Sensors → SLAM Residuals → WorldModel (variables + residuals + factor graph)  
→ JIT Solver (vmap‑optimized) → SceneGraphWorld → Applications
  1. Sensors provide point clouds, images, IMU.
  2. SLAM residuals convert observations to geometric factors.
  3. WorldModel manages variables, residuals, and factor graph structure.
  4. JIT solver (vmap‑optimized) optimizes the entire state.
  5. SceneGraphWorld structures it into a semantic world.
  6. Applications consume the optimized graph (robotics, NeRFs, planning, etc.).

Why This Design?

1. Performance

  • JIT residuals + JIT Gauss–Newton
  • SE3 on manifolds
  • Minimal Python overhead
  • 50–1000× faster than naïve Python solvers
  • vmap grouping of factor types for large batching speedups

2. Differentiability

  • JAX grad through:
  • Odom parameters
  • Voxel obs
  • Factor weights
  • Entire scene graph

3. Modularity

  • SLAM or NeRF-only systems
  • DSG-only semantic reasoning
  • Hybrid world models
  • Incremental or batch optimization
  • Supports pluggable factor‑graph backends (Python, Rust, C++) as long as they implement the FactorGraph Standard.

4. Extensibility

This architecture supports future additions:

  • Photometric residuals
  • Neural field appearance models
  • Real-world robotics datasets
  • Differentiable planning & policies
  • Joint SLAM + segmentation
  • NeRF‑augmented objects and rooms (future)
  • Multi‑resolution geometric storage (voxels, meshes, point clouds)

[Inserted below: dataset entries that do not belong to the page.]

PR #3027, opened 2024-09-23
fix: add default route on customer vnets and provide default route from CNS to CNI

paulyufan2:
**Reason for Change**:

This PR is to fix one issue in swiftv2 Windows scenario:
When a pod is created, the default route is added on infra vnet:
root@swiftv2-pod-3:/# ip route
**default via 10.244.2.1 dev eth0 metric 1**
It leads to ping a VM IP in the same VNET that cannot work.

There are two issues::
1.CNS does not provide the default route to CNI;
2.CNI should only add the default route to secondary interface customer vnet; on Swiftv2 scenario, skipDefaultRoutes is set to true for infraNIC interface and false for a secondary interface; so if !info.skipDefaultRoutes, then add default route.

**Issue Fixed**:

**Requirements**:

- [ ] includes documentation
- [ ] adds unit tests

**Notes**:


tamilmani1989 (changes requested):
how it works for linux not windows? why we need this change specifically for windows

cni/network/invoker_cns.go
```diff
@@ -439,11 +439,15 @@ func configureDefaultAddResult(info *IPResultInfo, addConfig *IPAMAddConfig, add
...
-				Dst: defaultRouteDstPrefix,
-				Gw:  ncgw,
-			})
+			// on Swiftv2 windows scenario, skip to add default route on infra vnet;
+			if !info.skipDefaultRoutes {
+				resRoute = append(resRoute, network.RouteInfo{
+					Dst: defaultRouteDstPrefix,
+					Gw:  ncgw,
+				})
+			}
```
tamilmani1989, line 448: if routes are specified as part of cns goalstate why cni need to construct new one?

tamilmani1989: what scenario this else case solves?

network/endpoint_windows.go
```diff
@@ -428,7 +428,7 @@ func (nw *network) newEndpointImplHnsV2(cli apipaClient, epInfo *EndpointInfo) (
 	}
 
 	// Create the HCN endpoint.
-	logger.Info("Creating hcn endpoint", zap.Any("hcnEndpoint", hcnEndpoint), zap.String("computenetwork", hcnEndpoint.HostComputeNetwork))
+	logger.Info("Creating hcn endpoint", zap.Any("hcnEndpoint", hcnEndpoint), zap.String("computenetwork", hcnEndpoint.HostComputeNetwork), zap.Any("routes", hcnEndpoint.Routes))
```
tamilmani1989, line 431: can skip logging routes if hcnendpoint object already logs it.

tamilmani1989 (changes requested):

network/endpoint_windows.go
paulyufan2: zap log does not log Routes field from hcnEndpoint

cni/network/invoker_cns.go
paulyufan2: it's not correct...I built image based on this code and did not push the correct codes.

cns/middlewares/k8sSwiftV2_windows.go
```diff
@@ -40,5 +40,12 @@ func (k *K8sSWIFTv2Middleware) assignSubnetPrefixLengthFields(podIPInfo *cns.Pod
 		},
 		GatewayIPAddress: interfaceInfo.GatewayIP,
 	}
+	// assign default route
+	route := cns.Route{
+		IPAddress:        "0.0.0.0/0",
```
prmathur-microsoft, line 45: Why 0.0.0.0/0

kmurudi: is this added for linux path though in current scenario?

paulyufan2: yes, it's added for Linux path, we should do the same thing for windows path

paulyufan2:
will use another PR for long-term solution

PR #3028, opened 2024-09-24
fix: missing logs in log file

jackieluc:
Fixes missing logs in the `azure-cns.log` file from `main()` because they're using `log` instead of `logger`. `logger` is [initialized in the beginning of `main()`](https://github.com/Azure/azure-container-networking/blob/bee72ee95fc6d2c5c2e7cb91c623f1cdc3331285/cns/service/main.go#L536).

Validated by checking these log lines aren't in Kusto for ago > (7d) when it should be as it's part of CNS startup.


msvik (approved):

nddq (approved):

paulyufan2 (approved):
lgtm

PR #3029, opened 2024-09-24
fix: make ipamv2 metrics resilient to missing custom resource definitions

rbtr:
**Reason for Change**:

The metrics observer added in #2970 fails fast if a source of metrics is unavailable. This prevents legacy metrics from being collected _at all_ in scenarios like (as occurred) the ClusterSubnetState custom resource definition is not installed in the cluster.

In this change, the observer is made resilient to missing data sources or errors in the data collection, and will make a best-effort attempt to record the metrics even in case of partial data availability.

**Issue Fixed**:

**Requirements**:

- [ ] includes documentation
- [ ] adds unit tests

**Notes**:


nddq:
lgtm, although this behavior (potentially missing data sources/ errors that affects the metrics) is unique to ipam v2 right?

rbtr:
yes

nddq (approved):

PR #3033, opened 2024-09-26
fix: [WIN-NPM] HNS Remote Endpoint Fix

rejain456:
**Reason for Change**:

As we were booting up npm agent on windows, we saw ~4K endpoints on a node with 16 pods, when there should be a 1:1 endpoint to pod ratio.

**Issue Fixed**:

Changed logic: When booting up the data plane, instead of getting all remote endpoints, we only get local endpoints which will be the endpoints for the pods in the node.
Testing:
Took a node with 11 non-system pods on it.
Ran windows NPM with new image and saw total of 12 endpoints getting reset vs ~4K that were getting reset originally. 

**Requirements**:

- [ ] includes documentation
- [ ] adds unit tests

**Notes**:

### DIFF
--- a/npm/pkg/dataplane/dataplane_windows.go
+++ b/npm/pkg/dataplane/dataplane_windows.go
@@ -98,7 +98,7 @@ func (dp *DataPlane) bootupDataPlane() error {
 	}
 
 	// for backwards compatibility, get remote allEndpoints to delete as well
-	allEndpoints, err := dp.getAllPodEndpoints()
+	allEndpoints, err := dp.getLocalPodEndpoints()
 	if err != nil {
 		return err
 	}
--- a/npm/pkg/dataplane/dataplane_windows.go
+++ b/npm/pkg/dataplane/dataplane_windows.go
@@ -97,7 +97,6 @@ func (dp *DataPlane) bootupDataPlane() error {
 		return npmerrors.SimpleErrorWrapper("failed to initialize dataplane", err)
 	}
 
-	// for backwards compatibility, get remote allEndpoints to delete as well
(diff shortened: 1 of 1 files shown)


npm/pkg/dataplane/dataplane_windows.go
```diff
@@ -98,7 +98,7 @@ func (dp *DataPlane) bootupDataPlane() error {
 	}
 
 	// for backwards compatibility, get remote allEndpoints to delete as well
```
huntergregory, line 100: can remove this comment now

npm/pkg/dataplane/dataplane_windows.go
```diff
@@ -98,7 +98,7 @@ func (dp *DataPlane) bootupDataPlane() error {
...
-	allEndpoints, err := dp.getAllPodEndpoints()
+	allEndpoints, err := dp.getLocalPodEndpoints()
```
huntergregory, line 101: Can we delete the old function if it's unused now?

huntergregory (changes requested):
Can you modify the PR name to specify that it's about windows NPM? We've used this syntax in the past: `fix: [WIN-NPM] ...`

Could you also add NPM and windows GH labels to this PR?

npm/pkg/dataplane/dataplane_windows.go
rejain456: removed it, thanks

huntergregory (approved):

huntergregory:
no need to run azp NPM pipelines for this PR since it modifies a windows-only file, and we don't have windows tests currently

rayaisaiah (approved):

PR #3037, opened 2024-09-27
feat: add codeql exec wrapper sinks

QxBytes:
**Reason for Change**:

Creates separate alerts for each instance of unsafe exec wrappers. 

For example, a usage of
`ExecutePowershellCommand( ... )` would previously have shown bunched with other alerts that call `exec.Command` inside the `ExecutePowershellCommand` wrapper function. However, with this change, `ExecutePowershellCommand` itself is treated as a sink, so if there is a flow, each instance of writing `ExecutePowershellCommand` will create a _separate_ error on the PR, which would not have been detected before. This also applies to `ExecuteRawCommand`.

Also moves common specification of a sink to a .qll file so we can import it elsewhere.

**Issue Fixed**:

**Requirements**:

- [ ] includes documentation
- [ ] adds unit tests

**Notes**:

### DIFF
--- a/codeql/acn-addipamconfig.ql
+++ b/codeql/acn-addipamconfig.ql
@@ -11,18 +11,7 @@
 
 // Detect inputs from CNS add ipam result / CNS multitenancy ipam add result to command injection
 import go
-
-private class Sink extends DataFlow2::Node {
-  Sink() {
-    exists(DataFlow::CallNode c |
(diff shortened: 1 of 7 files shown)


rbtr (approved):

rbtr:
it seems silly since nothing relevant was touched, but
/azp run Azure Container Networking PR

PR #3040, opened 2024-10-01
Upgrade to go1.22.7

aggarwal0009:
**Reason for Change**:

**Issue Fixed**:

**Requirements**:

- [ ] includes documentation
- [ ] adds unit tests

**Notes**:

### DIFF
--- a/.devcontainer/Dockerfile
+++ b/.devcontainer/Dockerfile
@@ -1,4 +1,4 @@
-ARG VARIANT="1.22.7"
+ARG VARIANT="1.22"
 FROM mcr.microsoft.com/vscode/devcontainers/go:${VARIANT}
 RUN apt-get update && \
     export DEBIAN_FRONTEND=noninteractive && \
--- a/.devcontainer/Dockerfile
+++ b/.devcontainer/Dockerfile
@@ -1,4 +1,4 @@
-ARG VARIANT="1.21"
+ARG VARIANT="1.22.7"
 FROM mcr.microsoft.com/vscode/devcontainers/go:${VARIANT}
 RUN apt-get update && \
     export DEBIAN_FRONTEND=noninteractive && \
--- a/.devcontainer/devcontainer.json
+++ b/.devcontainer/devcontainer.json
@@ -6,7 +6,7 @@
 	"build": {
 		"dockerfile": "Dockerfile",
 		"args": {
-			"VARIANT": "1.22-bullseye",
+			"VARIANT": "1.22.7-bullseye",
 			"NODE_VERSION": "none"
 		}
 	},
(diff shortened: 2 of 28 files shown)


isaac-dasan (approved):

paulyufan2 (approved):

vakalapa (approved):

.devcontainer/Dockerfile
```diff
@@ -1,4 +1,4 @@
-ARG VARIANT="1.21"
+ARG VARIANT="1.22.7"
```
rbtr, line 1: we don't need to overspecify this to a patch version
```suggestion
ARG VARIANT="1.22"
```

.devcontainer/devcontainer.json
```diff
@@ -1,11 +1,12 @@
 // For format details, see https://aka.ms/devcontainer.json. For config options, see the README at:
 // https://github.com/microsoft/vscode-dev-containers/tree/v0.203.0/containers/go
+// comment
```
rbtr, line 3: ?

.devcontainer/devcontainer.json
```diff
@@ -1,11 +1,12 @@
...
 {
 	"name": "Go",
 	"build": {
 		"dockerfile": "Dockerfile",
 		"args": {
-			"VARIANT": "1.21-bullseye",
+			"VARIANT": "1.22.7-bullseye",
```
rbtr, line 9:
```suggestion
			"VARIANT": "1.22-bullseye",
```

rbtr (changes requested):
i'm not going to leave the same comment on every line but it needs to be fixed everywhere

huntergregory (changes requested):
Lgtm after a green NPM conformance test run

.devcontainer/devcontainer.json
aggarwal0009: removed

aggarwal0009:
> i'm not going to leave the same comment on every line but it needs to be fixed everywhere

I thought the CVE fixes are in go v1.22.7. cc @miguelgoms for clarification

rbtr:
> > i'm not going to leave the same comment on every line but it needs to be fixed everywhere
> 
> I thought the CVE fixes are in go v1.22.7. cc @miguelgoms for clarification

@aggarwal0009 that's correct. by specifying ONLY 1.22, you will get the _latest patch of 1.22.x_ which is currently 1.22.8.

The Modern DSG‑JIT Architecture (2025+)

DSG‑JIT has evolved into a WorldModel‑centric system:

  • The FactorGraph is a backend implementation detail.
  • All differentiability, residuals, and packing logic live in the WorldModel.
  • Solvers operate on JIT‑compiled, vmap‑batched functions.
  • SceneGraphWorld provides a rich, extensible API that will support NeRFs, hierarchical geometry, and large‑scale world‑modeling.

This architecture enables DSG‑JIT to function as a real‑time differentiable world model suitable for robotics, simulation, mapping, and neural field research.